Very different mammals follow the same rules of behavior

Research hints at an underlying architecture that orders the movements of animals

May 15, 2025

To the Point

  • Surprising similarities: scientists have uncovered striking similarities in how wild animals behave.
  • Novel data: Researchers used high-resolution accelerometer data to track behavioral sequences in three wild mammals: hyenas, meerkats, coatis.
  • Unexpected patterns: One of the most surprising patterns discovered was that the longer an animal engaged in a behavior, the less likely it was to stop.

In the natural world—where predators pounce, prey flee, and group members feed and sleep in solidarity—animal behavior is glorious in its variety. Now, new research suggests there may be an underlying architecture that orders the movements of animals as they go about their very different lives. And it’s more widespread than previously imagined.

In a study spanning meerkats in the Kalahari desert, coatis in Panama’s rainforest, and spotted hyenas in Kenya’s savanna, researchers have discovered that the daily actions of these animals show surprisingly similar patterns. Whether a meerkat scratches in the sand for scorpions or a coati rests in the canopy, a shared ordering of the behaviors persists across different landscapes, species, individuals, and types of behaviors. To the international team of fourteen authors, led by researchers at the Max Planck Institute of Animal Behavior, the findings are unexpected and—possibly—profound.

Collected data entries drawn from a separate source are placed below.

PR #700, opened 2026-04-17
Replace CUDA.synchronize() with CuEvent-based synchronization

victorcamaraa:
Replaces all `CUDA.synchronize()` device-wide barriers in `CUDAExt.jl` with `CuEvent`-based synchronization.

The old approach issued a full `cuDeviceSynchronize` on every data movement and `gpu_synchronize()` call, stalling the CPU until the entire device was idle. The new approach records a `CuEvent` on the relevant stream and issues a GPU-side wait, so only the streams that actually share data are synchronized and the CPU is never blocked unnecessarily.

The one exception is DtoH transfers, where the CPU genuinely needs to wait for data to arrive in host memory, those use `CUDA.synchronize(ev)`, which is a CPU wait scoped to a single event rather than the full device.

### Changes
- `_sync_with_context`: captures caller's stream before context switch, replaces `CUDA.synchronize()` with `CuEvent` record + GPU-side `CUDA.wait`
- `gpu_synchronize`: captures user's ambient stream before context switch, same event pattern
- HtoD `move`: drops `CUDA.synchronize()` entirely — stream ordering is sufficient
- DtoH `move`: replaces full barrier with `CUDA.synchronize(ev)` scoped to the active stream
- DtoD same-device `move`: drops barrier — task graph ordering guarantees upstream completion
- DtoD cross-device `move`: replaces source-side barrier with a `CuEvent` that the destination stream GPU-waits on
- `gpu_synchronize(::Val{:CUDA})`: refactored to call `gpu_synchronize(proc)` per device for consistency

#### Notes:
- These implementations were tested on a single GTX 1060 6GB; therefore, I was not able to test DtoD
- Debugging and partial implementation were assisted by Claude Sonnet 4.7 and Gemini

### DIFF
--- a/ext/CUDAExt.jl
+++ b/ext/CUDAExt.jl
@@ -16,7 +16,7 @@ if isdefined(Base, :get_extension)
 else
     import ..CUDA
 end
-import CUDA: CuDevice, CuContext, CuStream, CuArray, CUDABackend
+import CUDA: CuDevice, CuContext, CuStream, CuArray, CUDABackend, CuEvent
 import CUDA: devices, attribute, context, context!, stream, stream!
 import CUDA: CUBLAS, CUSOLVER
 
@@ -103,8 +103,11 @@ function with_context(f, x)
 end
 
 function _sync_with_context(x::Union{Dagger.Processor,Dagger.MemorySpace})
+    caller_stream = stream()
     with_context(x) do
-        CUDA.synchronize()
+        ev = CUDA.CuEvent()
+        CUDA.record(ev, stream())
+        CUDA.wait(ev, caller_stream)
     end
 end
 function sync_with_context(x::Union{Dagger.Processor,Dagger.MemorySpace})
@@ -164,7 +167,6 @@ function Dagger.move(from_proc::CPUProc, to_proc::CuArrayDeviceProc, x::Chunk)
     cpu_data = remotecall_fetch(unwrap, from_w, x)
     with_context(to_proc) do
         arr = adapt(CuArray, cpu_data)
-        CUDA.synchronize()
         return arr
     end
 end
@@ -175,7 +177,6 @@ function Dagger.move(from_proc::CPUProc, to_proc::CuArrayDeviceProc, x::CuArray)
     with_context(to_proc) do
         _x = similar(x)
         copyto!(_x, x)
-        CUDA.synchronize()
         return _x
     end
 end
@@ -184,9 +185,7 @@ end
 function Dagger.move(from_proc::CuArrayDeviceProc, to_proc::CPUProc, x)
     with_context(from_proc) do
         CUDA.synchronize()
-        _x = adapt(Array, x)
-        CUDA.synchronize()
-        return _x
+        return adapt(Array, x)
     end
 end
 function Dagger.move(from_proc::CuArrayDeviceProc, to_proc::CPUProc, x::Chunk)
@@ -203,7 +202,6 @@ function Dagger.move(from_proc::CuArrayDeviceProc, to_proc::CPUProc, x::CuArray{
         CUDA.synchronize()
         _x = Array{T,N}(undef, size(x))
         copyto!(_x, x)
-        CUDA.synchronize()
         return _x
     end
 end
@@ -211,18 +209,22 @@ end
 # Out-of-place DtoD
 function Dagger.move(from_proc::CuArrayDeviceProc, to_proc::CuArrayDeviceProc, x::Dagger.Chunk{T}) where T<:CuArray
     if from_proc == to_proc
-        # Same process and GPU, no change
-        arr = unwrap(x)
-        with_context(CUDA.synchronize, from_proc)
-        return arr
+        # Same process and GPU, no change.
+        # Stream ordering guarantees safety; no sync needed.
+        return unwrap(x)
+        
     elseif Dagger.root_worker_id(from_proc) == Dagger.root_worker_id(to_proc)
         # Same process but different GPUs, use DtoD copy
         from_arr = unwrap(x)
-        with_context(CUDA.synchronize, from_proc)
+        ev = CUDA.CuEvent()
+        with_context(from_proc) do
+            CUDA.record(ev, stream())
+        end
+        
         return with_context(to_proc) do
+            CUDA.wait(ev, stream()) 
             to_arr = similar(from_arr)
             copyto!(to_arr, from_arr)
-            CUDA.synchronize()
             return to_arr
         end
     elseif Dagger.system_uuid(from_proc.owner) == Dagger.system_uuid(to_proc.owner) && from_proc.device_uuid == to_proc.device_uuid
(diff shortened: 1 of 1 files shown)


ext/CUDAExt.jl
```diff
@@ -390,13 +412,21 @@ Dagger.gpu_kernel_backend(::CuArrayDeviceProc) = CUDABackend()
...
     CUDA.device!(f, proc.device)
 function Dagger.gpu_synchronize(proc::CuArrayDeviceProc)
+    user_stream = stream()
+
     with_context(proc) do
-        CUDA.synchronize()
+        ev = CUDA.CuEvent()
+        CUDA.record(ev, stream()) 
+        CUDA.wait(ev, user_stream)
+
```
jpsamaroo, line 408:
```suggestion
```

ext/CUDAExt.jl
```diff
@@ -175,18 +176,18 @@ function Dagger.move(from_proc::CPUProc, to_proc::CuArrayDeviceProc, x::CuArray)
...
     with_context(from_proc) do
-        CUDA.synchronize()
-        _x = adapt(Array, x)
-        CUDA.synchronize()
-        return _x
+        ev = CUDA.CuEvent()
+        CUDA.record(ev, stream())
+        CUDA.synchronize(ev) # CPU waits ONLY for this stream to finish
+        
+        return adapt(Array, x)
```
jpsamaroo, line 188: I don't think this is necessary - `CUDA.synchronize()` is a stream-local sync (it's the same as `CUDA.synchronize(stream())`.

ext/CUDAExt.jl
```diff
@@ -153,7 +156,6 @@ end
 function Dagger.move(from_proc::CPUProc, to_proc::CuArrayDeviceProc, x)
     with_context(to_proc) do
         arr = adapt(CuArray, x)
-        CUDA.synchronize()
```
jpsamaroo, line 156: These are necessary to ensure that `x` isn't modified before it's read into `arr`, I believe.

ext/CUDAExt.jl
```diff
@@ -200,31 +201,39 @@ function Dagger.move(from_proc::CuArrayDeviceProc, to_proc::CPUProc, x::Chunk)
...
 function Dagger.move(from_proc::CuArrayDeviceProc, to_proc::CPUProc, x::CuArray{T,N}) where {T,N}
     with_context(from_proc) do
-        CUDA.synchronize()
+        ev = CUDA.CuEvent()
+        CUDA.record(ev, stream())
+        CUDA.synchronize(ev)
+        
         _x = Array{T,N}(undef, size(x))
         copyto!(_x, x)
-        CUDA.synchronize()
```
jpsamaroo, line 206: Same with this function, this shouldn't be necessary.

ext/CUDAExt.jl
```diff
@@ -200,31 +201,39 @@ function Dagger.move(from_proc::CuArrayDeviceProc, to_proc::CPUProc, x::Chunk)
...
 function Dagger.move(from_proc::CuArrayDeviceProc, to_proc::CuArrayDeviceProc, x::Dagger.Chunk{T}) where T<:CuArray
     if from_proc == to_proc
-        # Same process and GPU, no change
-        arr = unwrap(x)
-        with_context(CUDA.synchronize, from_proc)
-        return arr
+        # Same process and GPU, no change.
+        # Stream ordering guarantees safety; no sync needed.
+        return unwrap(x)
+
```
jpsamaroo, line 215:
```suggestion
```
Please remove these kinds of extra whitespace and newlines, even if Claude/Gemini adds them 😄

ext/CUDAExt.jl
```diff
@@ -200,31 +201,39 @@ function Dagger.move(from_proc::CuArrayDeviceProc, to_proc::CPUProc, x::Chunk)
...
+        end
+        
         return with_context(to_proc) do
+            CUDA.wait(ev, stream()) 
             to_arr = similar(from_arr)
             copyto!(to_arr, from_arr)
-            CUDA.synchronize()
             return to_arr
         end
+
```
jpsamaroo:
```suggestion
```

ext/CUDAExt.jl
```diff
@@ -252,14 +261,17 @@ function Dagger.move(from_proc::CuArrayDeviceProc, to_proc::CuArrayDeviceProc, x
             end
         else
             return arr
-        end
+        end
```
jpsamaroo:
```suggestion
        end
```

ext/CUDAExt.jl
```diff
@@ -252,14 +261,17 @@ function Dagger.move(from_proc::CuArrayDeviceProc, to_proc::CuArrayDeviceProc, x
...
         # Different node, use DtoH, serialization, HtoD
         host_copy = remotecall_fetch(from_proc.owner, from_proc, x) do from_proc, x
             return with_context(from_proc) do
+                ev = CUDA.CuEvent()
+                CUDA.record(ev, stream())
+                CUDA.synchronize(ev) 
                 Array(unwrap(x))
             end
-        end
+        end
```
jpsamaroo:
```suggestion
        end
```

ext/CUDAExt.jl
```diff
@@ -252,14 +261,17 @@ function Dagger.move(from_proc::CuArrayDeviceProc, to_proc::CuArrayDeviceProc, x
...
             return arr
-        end
+        end        
     else
         # Different node, use DtoH, serialization, HtoD
         host_copy = remotecall_fetch(from_proc.owner, from_proc, x) do from_proc, x
             return with_context(from_proc) do
+                ev = CUDA.CuEvent()
+                CUDA.record(ev, stream())
+                CUDA.synchronize(ev)
```
jpsamaroo: This could actually just be done as `CUDA.synchronize()`, we don't need an event here.

ext/CUDAExt.jl
```diff
@@ -268,20 +280,30 @@ end
 
 function Dagger.move(from_proc::CuArrayDeviceProc, to_proc::CuArrayDeviceProc, x::CuArray)
     if from_proc == to_proc
-        with_context(CUDA.synchronize, from_proc)
         return x
+
```
jpsamaroo:
```suggestion
```

ext/CUDAExt.jl
```diff
@@ -268,20 +280,30 @@ end
...
+        end
+        
         return with_context(to_proc) do
+            CUDA.wait(ev, stream())
             to_arr = similar(x)
             copyto!(to_arr, x)
-            CUDA.synchronize()
             return to_arr
         end
+
```
jpsamaroo:
```suggestion
```

ext/CUDAExt.jl
```diff
@@ -268,20 +280,30 @@ end
...
             copyto!(to_arr, x)
-            CUDA.synchronize()
             return to_arr
         end
+        
     else
         host_copy = with_context(from_proc) do
+            ev = CUDA.CuEvent()
+            CUDA.record(ev, stream())
+            CUDA.synchronize(ev)
```
jpsamaroo: This one also is probably just `CUDA.synchronize()`

jpsamaroo (approved):
Great work! I have some tweaks for you to make, but this otherwise is looking good!

ext/CUDAExt.jl
victorcamaraa: Yeah, this is a bad habit of mine, I will make sure i remove them next time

“We assumed there would be differences,” said Pranav Minasandra, a postdoctoral researcher at MPI-AB and lead author of the study in PNAS. After all, differences are apparent when comparing meerkats, coatis, and hyenas, which occupy dissimilar environments and ecological roles. “But we found common patterns in how animals switch between behaviors, regardless of what species and which individual. It's as if their behavior was built on the same hidden algorithm.”

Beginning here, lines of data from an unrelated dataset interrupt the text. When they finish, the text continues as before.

PR #702, opened 2026-04-24
add cholesky MPI test

yanzin00:
- added cholesky test using MPI acceleration
- fixed some bugs related to MPI test, like `no method matching accel_matches_proc `


jpsamaroo:
Implemented in #720

PR #720, opened 2026-07-16
MPI: Final merge sprint of the whole MPI infrastructure

fda-tome:
Added the whole SPMD-uniform structure and it's EXT companions for accelerators, as well as the MPI RPC infrastructure that was needed.


jpsamaroo (approved):
Finally! Great work @fda-tome and @yanzin00 :tada:

PR #395, opened 2025-08-14
Dynamic OG images + Correct metadata for tenant-scoped routes

### LINKED ISSUE #191: Design OpenGraph Preview Images & Copy For Existing Pages
For the dynamic, center-driven content pages we allow users of the admin panel to configure the OpenGraph images, copy, etc when they are creating the page. However, for the common pages and navigation sections, we likely want to spend the time to carefully design the content as this is such an important part of the web presence for the site.

busbyk:
Resolves #191 

## Key changes

- Serves dynamic opengraph images for all routes that include the tenant banner, usfs logo if exists, title, and description
- Updates all metadata for each center-scoped route. There were several tags missing and we weren't merging with the parent metadata before. 
- Uses the center's favicon on center-scoped routes

## Screenshots

OG preview:
CleanShot 2025-08-13 at 17 47 25

OG image (for the NWAC blog page in this case):
CleanShot 2025-08-13 at 17 48 57

OG image (for the SAC landing page):
CleanShot 2025-08-13 at 17 50 32

Center-scoped favicons
CleanShot 2025-08-13 at 17 49 27

## Caveats

- I really wanted to get these dynamic OG images to include the page title/description and post title/description but for some reason Next.js won't pick up the `opengraph-image.tsx`/`twitter-image.tsx` files when they're nested in the `/blog/[slug]` and `[slug]`/`[...segments]` dynamic route segments. We may need to transition to a pattern where we have a single `/api/og` endpoint that accepts query params to generate the og image and we set our metadata to use that instead of the "special" files. But I've already spent too much time on this so that's a future enhancement. We can do that when we do #63 to hopefully include things like the actual forecast. 
CleanShot 2025-08-13 at 17 51 26
- We can't use css variables in `vercel/og` which is `santori` under the hood so I had to copy some of the theme colors to use for the og images. Not ideal but we'll already have to make code changes for theme colors for new tenants anyways so I think this is acceptable for now. 
- The build was failing on the parent metadata being typed as `Metadata` and not `ResolvedMetadata` but then I get tons of ts mismatch errors when spreading that into the return value of `generateMetadata` so I'm casting that to `Metadata`. Honestly, I'm just being time/budget conscious here.


busbyk:
@rustynwac this might also resolve #63. Or at least partially. Let's touch base on this to see if so.

src/utilities/convertWebpToPng.ts
```diff
@@ -0,0 +1,37 @@
...
+    const webpBuffer = await response.arrayBuffer()
+
+    // Convert WebP to PNG using Sharp
+    const pngBuffer = await sharp(Buffer.from(webpBuffer)).png().toBuffer()
+
+    // Convert to base64 data URL for use in ImageResponse
+    const base64 = pngBuffer.toString('base64')
+    return `data:image/png;base64,${base64}`
+  } catch (error) {
+    console.error('Error converting WebP to PNG:', error)
```
stevekuznetsov, line 33: should this be the pino logger?

src/utilities/generateOGImage.tsx
```diff
@@ -0,0 +1,225 @@
...
+import { resolveTenant } from '@/utilities/resolveTenant'
+import configPromise from '@payload-config'
+import * as Sentry from '@sentry/nextjs'
+import { ImageResponse } from '@vercel/og'
+import { readFile } from 'node:fs/promises'
+import { join } from 'node:path'
+import { getPayload } from 'payload'
+
+// Color mappings copied from colors.css since CSS variables don't work in OG images
+const centerColorMap = {
```
stevekuznetsov, line 12: If we have an onboarding meta-tracker, adding a link to this would be good

src/utilities/convertWebpToPng.ts
busbyk: Yanno, I haven't always been using the `payload.logger`. I don't think we really have a pattern for when to use it and when not to at the moment.

src/utilities/generateOGImage.tsx
```diff
@@ -0,0 +1,225 @@
...
+    if (
+      settings.banner &&
+      typeof settings.banner !== 'number' &&
+      settings.tenant &&
+      typeof settings.tenant !== 'number'
+    ) {
+      bannerImgProps = getImgAttrsFromMediaResource(settings.banner, settings.tenant)
+
+      // Convert WebP to PNG if needed
+      // TODO: remove this once .webp support lands in Satori: https://github.com/vercel/satori/pull/622
```
stevekuznetsov, line 106: can we file a follow up?

src/utilities/generateOGImage.tsx
```diff
@@ -0,0 +1,225 @@
...
+            flexDirection: 'column',
+            alignItems: 'center',
+            justifyContent: 'center',
+            background: colors.header,
+            padding: '40px',
+          }}
+        >
+          {settings?.banner && bannerImgProps && (
+            <div tw="flex justify-center mb-8 gap-2 w-fit">
+              {/* eslint-disable-next-line @next/next/no-img-element */}
```
stevekuznetsov, line 153: can we leave a short comment on why nextimage is inappropriate (not rendering into html)?

src/app/(frontend)/[center]/blog/page/[pageNumber]/page.tsx
```diff
@@ -97,27 +97,30 @@ export default async function Page({ params: paramsPromise, searchParams }: Args
...
-  const { center, pageNumber } = await params
-  const tenant = await payload.find({
-    collection: 'tenants',
-    select: {
-      name: true,
+export async function generateMetadata(
+  { params }: Args,
+  parent: Promise<ResolvedMetadata>,
+): Promise<Metadata> {
+  const parentMeta = (await parent) as Metadata
```
Comment (stevekuznetsov) [inline src/app/(frontend)/[center]/blog/page/[pageNumber]/page.tsx:104]: can we file a follow-up for this? seems like a known issue? https://github.com/vercel/next.js/issues/59950

src/utilities/convertWebpToPng.ts
stevekuznetsov: File a follow-up to use it always? nice to have central logging on a server

stevekuznetsov:
Trade-offs seem reasonable - let's try to track them at least to know what we need to fixup later if/when we get to it

src/utilities/convertWebpToPng.ts
busbyk: https://github.com/NWACus/web/issues/398

src/utilities/generateOGImage.tsx
busbyk: Great call. I'll bring this up during check-in today too because I'd like to make a decision on documentation. I think that this particular case makes sense to go in the /docs dir in the codebase but there are some things we should document that shouldn't be in a public repo and this is a good discussion starter. 

But I will get something started in /docs as part of this PR.

src/utilities/generateOGImage.tsx
busbyk: 🫡 #399

src/app/(frontend)/[center]/blog/page/[pageNumber]/page.tsx
Comment (busbyk) [reply src/app/(frontend)/[center]/blog/page/[pageNumber]/page.tsx:104]: https://github.com/NWACus/web/issues/400

src/utilities/generateOGImage.tsx
busbyk: added!

busbyk: Oh you merged before I added 😅

PR #402, opened 2025-08-14
Onboarding docs

busbyk:
Super basic onboarding checklists. 

Please suggest anything I missed that you can think of.


rchlfryn (approved):
A good start - we can edit and add more as we go through this process.

busbyk:
> A good start - we can edit and add more as we go through this process.

Yep, agreed. Just a quick somethin somethin. Thanks!

PR #403, opened 2025-08-14
Check if a migration is needed in CI

busbyk:
Adds a job to our CI workflow to check if a migration should have been created for this PR. Should help us avoid forgetting to create migrations when we make schema changes.


rchlfryn (approved):
LG - do we need a check to see if a migration needs to be run? I think that is automatically done but unsure..

busbyk:
> LG - do we need a check to see if a migration needs to be run? I think that is automatically done but unsure..

Yea I was able to deploy this which should have had a migration but didn't: https://github.com/NWACus/web/pull/393

The preview workflow doesn't run migrations because it's seeding. I suppose it could but there wasn't any need. I think checking separately here is nice.

PR #416, opened 2025-08-15
Footer updates - add secondary phone number slot

### LINKED ISSUE #415: Remove phone validation in footer
The phone field in the footer is a phone field rather than text which would accommodate: 

Image

rchlfryn:
### Description
Adds another phone slot to the footer since some avalanche centers use a number for the office and one for texting forecasters. It also adds an optional label for both phone numbers.
Screenshot 2025-08-15 at 13 18 56

### Issue
Fixes #415

### DIFF
--- a/src/collections/Settings/index.ts
+++ b/src/collections/Settings/index.ts
@@ -71,11 +71,45 @@ export const Settings: CollectionConfig = {
               },
             },
             {
+              name: 'phoneLabel',
+              type: 'select',
+              options: [
+                { label: 'Phone', value: 'Phone' },
+                { label: 'Office', value: 'office' },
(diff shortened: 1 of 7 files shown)


src/collections/Settings/index.ts
```diff
@@ -70,6 +70,19 @@ export const Settings: CollectionConfig = {
                 description: 'Appears in your website footer.',
               },
             },
+            {
+              name: 'phoneLabel',
+              type: 'select',
+              options: [
+                { label: 'Phone', value: 'Phone' },
```
busbyk: I think the value should be lowercase here. Looks like it shouldn't matter but just fyi.

busbyk (approved):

Uncovering underlying patterns

The hidden algorithm came to light in data that were collected from wild animals tagged with accelerometers—the same small sensors in phones and watches that track our activity. The species studied are all social mammals, but they differ in their ecology and behavior. Spotted hyenas are large carnivores, meerkats are small burrowing animals, and coatis are racoon-sized tree-dwellers. Accelerometers measure posture changes many times each second and the recordings can continue for several days. These high-resolution motion traces collected from animals were then classified using machine learning into behavioral states like lying, foraging, and walking. For instance, a meerkat might lie down for 10 minutes then briefly stand up to look around for 20 seconds before moving around to search for food for another few minutes.

“This approach allowed us to capture detailed behavioral sequences over days and even weeks from multiple individuals across three distinct species,” says Ariana Strandburg-Peshkin, group leader at MPI-AB and senior author on the study.

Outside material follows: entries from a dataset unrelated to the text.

Issue #26, opened 2025-03-06
User can make a gift


rustynwac:
Third party giving form is either embedded on the Donate/Membership (whatever they call it) page or there's a link on that page out to a standalone form/page hosted by a donation tool (like NWAC or Sawtooth)

busbyk:
#240 should resolve this

busbyk:
@rustynwac can you get an example from Sierra of their donation form so we can test the embed block for this in the footer and elsewhere on the website?

rustynwac:
`<script src=“https://donorbox.org/widget.js” paypalExpress=“true”></script> <iframe src=“https://donorbox.org/embed/sac-donate?” name=“donorbox” allowpaymentrequest=“allowpaymentrequest” seamless=“seamless” frameborder=“0” scrolling=“no” height=“900px” width=“100%” style=“max-width: 500px; min-width: 250px; max-height:none!important” allow=“payment”></iframe>`

busbyk:
I think we should be good here but I'll leave it up to you to close this @rustynwac

PR #417, opened 2025-08-15
Generic Embed Block

### LINKED ISSUE #240: Blocks: Generic embed block/feature
A user should be able to include third-party embeds (i.e. scripts, irames, etc.) like YouTube videos, forms, social media posts, etc. 

It would be great to develop this as a block _and_ as a [feature for the Lexical editor](https://payloadcms.com/docs/rich-text/overview#creating-your-own-custom-feature). It's possible to [use a block as a feature](https://payloadcms.com/docs/rich-text/overview#features-the-building-blocks:~:text=the%20same%20time.-,BlocksFeature,-No). 

We probably want to do some basic sanitization in the block renderer component. I've used [isomorphic-dompurify](https://www.npmjs.com/package/isomorphic-dompurify) before and allowed iframe tags. 

We may also want to sandbox embeds inside an iframe for extra security. 

If we wanted to be more restrictive we could implement a domain whitelist for embeds and instruct editors on what embeds are allowed. This would mean restricting to sites like YouTube, Instagram, our centers' CRMs, etc. This may be hard to maintain though. 

Example use cases so far:
- Donation forms
- YouTube embeds for blog posts

busbyk:
Resolves #240 

This block is intended to serve as a catch-all for embedding iframes, scripts, and custom html. Custom HTML will be sandboxed in an iframe and resized according to it's rendered height.

If the GenericEmbed block contains html with iframes or scripts, we don't sandbox them as this could cause issues with their functionality. In this case we don't mess with those elements' sizing or attributes - we expect the provider of the embed script to have set those attributes correctly. 

The block has two variants: one for layout block embeds (in places like the pages collection) and one for embedding in the RichText component. They just have different defaults for `wrapInContainer`. 

I added this block to the BlocksFeature of every Lexical editor with an existing BlocksFeature as well as the defaultLexical field. I figure we may want to allow embeds in most locations so this seems reasonable but I'd love to hear from y'all if we want to restrict where embeds are allowed. 

## Screenshots

CleanShot 2025-08-15 at 16 30 04

## Demo

https://www.loom.com/share/b97bb8658b9a47cba79b39e75ba80322?sid=dab85cb6-c655-4863-af6c-c4145dbd1f6e


src/blocks/GenericEmbed/Component.tsx
```diff
@@ -0,0 +1,172 @@
...
+        'frameborder',
+        'scrolling',
+        'sandbox',
+        'style',
+        'title',
+        'name',
+        'src',
+        'height',
+        'id',
+        'allowpaymentrequest',
```
busbyk, line 49: This one is specifically for the example embed that @rustynwac provided [here](https://github.com/NWACus/web/issues/26). We may want to have something in the website settings which allows an admin to add to this list? Or maybe we can just handle one-off cases as they pop up. It's hard to write an embed component that's not too permissive but still allows for the majority of embed scenarios. 🤷

public/thumbnail/GenericEmbedThumbnail.jpg
rchlfryn, line 1: Niiiiiiiiiice 👏

src/blocks/GenericEmbed/Component.tsx
```diff
@@ -0,0 +1,183 @@
...
+  const [iframeHeight, setIframeHeight] = useState<number>(600)
+
+  const bgColorClass = `bg-${backgroundColor}`
+  const textColor = getTextColorFromBgColor(backgroundColor)
+  // const alignClass =
+  //   alignContent === 'center'
+  //     ? 'text-center'
+  //     : alignContent === 'right'
+  //       ? 'text-right'
+  //       : 'text-left'
```
rchlfryn: Remove this

src/components/ColorPicker/index.tsx
```diff
@@ -25,9 +25,9 @@ const ColorPicker = (props: TextFieldClientProps) => {
   const { value, setValue } = useField({ path })
 
   return (
-    <div className="flex items-start justify-between mb-6">
+    <div className="flex flex-col mb-6">
       <FieldLabel htmlFor={path} label={field.label} required={field.required} />
-      <ul className="flex flex-wrap max-w-[260px] list-none">
+      <ul className="flex flex-wrap max-w-[260px] list-none pl-0">
```
rchlfryn, line 30: do we want to keep the max-w here since we changed it to flex-col? Maybe just set it to 50%

src/blocks/GenericEmbed/Component.tsx
```diff
@@ -0,0 +1,183 @@
...
+
+  useEffect(() => {
+    if (typeof window === 'undefined' || !html) return
+
+    // Normalize problematic quotes that are parsed incorrectly by DOMParser and DOMPurify
+    const normalizedHTML = html.replaceAll('“', '"').replaceAll('”', '"')
+
+    const sanitized = DOMPurify.sanitize(normalizedHTML, {
```
rchlfryn, line 35: Does isomorphic-dompurify offer any erroring for bad scripts or ill formatted code? It might be nice to display an error if something isnt right but if it's not easy to tell, probably not worth the time

src/components/AlignContentPicker/index.tsx
```diff
@@ -0,0 +1,50 @@
...
+
+  return (
+    <div className="flex items-start mb-6">
+      <FieldLabel htmlFor={path} label={field.label} required={field.required} />
+      <ToggleGroup
+        type="single"
+        value={currentValue}
+        onValueChange={(newValue) => newValue && setValue(newValue)}
+        variant="outline"
+        className="justify-start"
```
rchlfryn, line 29: maybe use `size='lg'` here instead of sizing the toggle below in line 39.

https://ui.shadcn.com/docs/components/toggle-group#large

src/components/AlignContentPicker/index.tsx
```diff
@@ -0,0 +1,50 @@
...
+      >
+        {alignOptions.map((option) => {
+          const Icon = option.icon
+          return (
+            <ToggleGroupItem
+              key={option.value}
+              value={option.value}
+              aria-label={option.label}
+              className={cn('w-10 h-10 p-2 cursor-pointer')}
```
rchlfryn: ⛏️  do we need `cn` here?
```suggestion
              className='w-10 h-10 p-2 cursor-pointer'
```

src/components/AlignContentPicker/index.tsx
```diff
@@ -0,0 +1,50 @@
...
+    { value: 'left', label: 'Left', icon: AlignLeft },
+    { value: 'center', label: 'Center', icon: AlignCenter },
+    { value: 'right', label: 'Right', icon: AlignRight },
+  ]
+
+  const { path, field } = props
+
+  const { value, setValue } = useField({ path })
+
+  const currentValue = (value as string) || 'left'
```
rchlfryn: Do we need this type casting here? what if we set the type for value above as string?

rchlfryn (dismissed):
LG  - a couple of comments

src/components/AlignContentPicker/index.tsx
busbyk: Nope! Thanks.

src/components/AlignContentPicker/index.tsx
busbyk: 👍

src/components/AlignContentPicker/index.tsx
busbyk: Actually didn't need the sizing at all. The default size works well and I didn't need to size the Toggle or Icon after all.

src/components/ColorPicker/index.tsx
busbyk: I like the pixels max width because, with the number of colors we have right now, it ensures the two rows of colors are the same length. I think it looks nice.

src/blocks/GenericEmbed/Component.tsx
busbyk: The behavior of DOMPurify is just to remove the bad scripts from the html. So it would be a little tricky to reliably detect _why_ the input and output are different. 

DOMParser's parseFromString will return an error node if the inputted HTML is poorly formatted. It won't throw. I can add a check for that in the field config.

busbyk: Ha I'm just doing some further testing and I can't get DOMParser to return the error node because DOMPurify's sanitize does such a good job of fixing poorly formatted HTML 😂. For example if I pass in `<div>poorly formatted</` it outputs `<div>poorly formatted</div>"</"` or I pass in `<div>poorly formatted</p></div>` it outputs `<div>poorly formatted<p></p></div>`. 

So I think we're fine leaving this as is. Users can use the live preview to see how it will render.

stevekuznetsov (approved):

Across behaviors, individuals, and species, one common principle emerged: the longer an animal stays in one behavioral state, the less likely it is to change it in the next moment. “This was unexpected,” adds Minasandra.

Imagine a hyena walking continuously for 10 minutes. Most people would probably guess that the hyena would be more likely to stop over time, and the authors did too. “We originally thought the probability of switching behaviors would increase over time, as we assumed it would not be optimal to lock-in to any behavior.” Remarkably, this kind of lock-in, also called a decreasing hazard function, was consistent across all studied animals and species.

The authors further examined how current behavior predicts future actions—a concept they call "predictivity decay." Predictivity decay reflects the increasing difficulty in predicting behavior the further we look into the future, primarily due to random, unpredictable variations. The shape of the decay graph conveys how decision-making systems across different timescales interact to generate animals' behavioral sequences.  “We found that the pattern of predictivity decay was remarkably consistent across all animals studied, implying a shared architecture beneath the surface.”

Why these patterns?

The study raises a big question: Why do such patterns occur? The authors propose two broad explanations.

First is positive feedback: the longer an animal remains in a state—say, lying down—the more likely that staying put is rewarded, whether because it’s warm, safe, or socially reinforced. Behavior becomes self-reinforcing.

The second possibility is multi-timescale decision-making. Instead of a single internal clock governing when to switch behaviors, animals may integrate cues from many processes—internal hunger, external threats, social context—each with its own tempo. The interplay of these overlapping signals could generate the observed patterns.

Future studies may explore whether these patterns hold in other animals beyond the three mammals in the study: non-social species, across developmental stages, or under different ecological pressures. There’s also the question of whether these long-time behaviors offer advantages—perhaps by optimizing attention, conserving energy, or enhancing group coordination.

Says co-author Meg Crofoot, Director of the Department for the Ecology of Animal Societies: “What this study suggests is that real animals, be they hunting, hiding, or resting, are guided by hidden structures that seem to echo across life’s branches.”